The normal distribution is also known as the ________ distribution.
- Exponential
- Gaussian
- Poisson
- Uniform
The normal distribution is also known as the Gaussian distribution. It is a type of continuous probability distribution for a real-valued random variable. The general form of its probability density function is bell-shaped.
How do you calculate the probability of the intersection of two independent events?
- P(A ∩ B) = P(A) * P(B)
- P(A ∩ B) = P(A) + P(B)
- P(A ∩ B) = P(A) - P(B)
- P(A ∩ B) = P(A) / P(B)
The probability of the intersection of two independent events is calculated as the product of their individual probabilities. So if A and B are independent, P(A ∩ B) = P(A) * P(B). This is a direct result of the Multiplication Rule for independent events.
What type of data represents characteristics or attributes?
- Categorical data
- Ordinal data
- Qualitative data
- Quantitative data
Qualitative data represents characteristics or attributes. It is often non-numerical and may include qualities such as textures, colors, smells, tastes, appearance, beauty, etc. This data type is commonly used in fields such as sociology, marketing, and psychology.

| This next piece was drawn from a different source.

PR #5064, opened 2022-07-21
Frontend changes for showing tabbed course overview stats

vaidehi44:
## What this PR does
This PR contains frontend changes corresponding to tabbed overview stats presented on course overview page.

How is the strength of correlation between two variables determined?
- By the correlation coefficient
- By the number of data points
- By the slope of the line of best fit
- By the y-intercept of the line of best fit
The strength of correlation between two variables is determined by the correlation coefficient. A value close to +1 or -1 indicates a strong correlation, while a value close to 0 indicates a weak or no correlation.
How does the sample size affect the power of the Kruskal-Wallis Test?
- It depends on the data
- Larger sample sizes decrease power
- Larger sample sizes increase power
- Sample size has no effect on power
Larger sample sizes increase the power of the Kruskal-Wallis Test. Power is the ability of a test to detect a true effect when there is one.
Polynomial regression allows us to model a relationship between the dependent variable and independent variables as a _________.
- High
- Linear equation
- Non-linear equation
- Straight line
Polynomial regression allows us to model the relationship between the dependent variable and independent variables as a non-linear equation. This is achieved by raising independent variables to a power, allowing the model to fit more complex data patterns.
When a data distribution is skewed, which measure of central tendency is typically the most reliable?
- Mean
- Median
- Mode
- nan
The median is usually the most reliable measure of central tendency when a data distribution is skewed. Unlike the mean, the median isn't influenced by extreme values. Therefore, in a skewed distribution, the median generally gives a better idea of the typical value than the mean.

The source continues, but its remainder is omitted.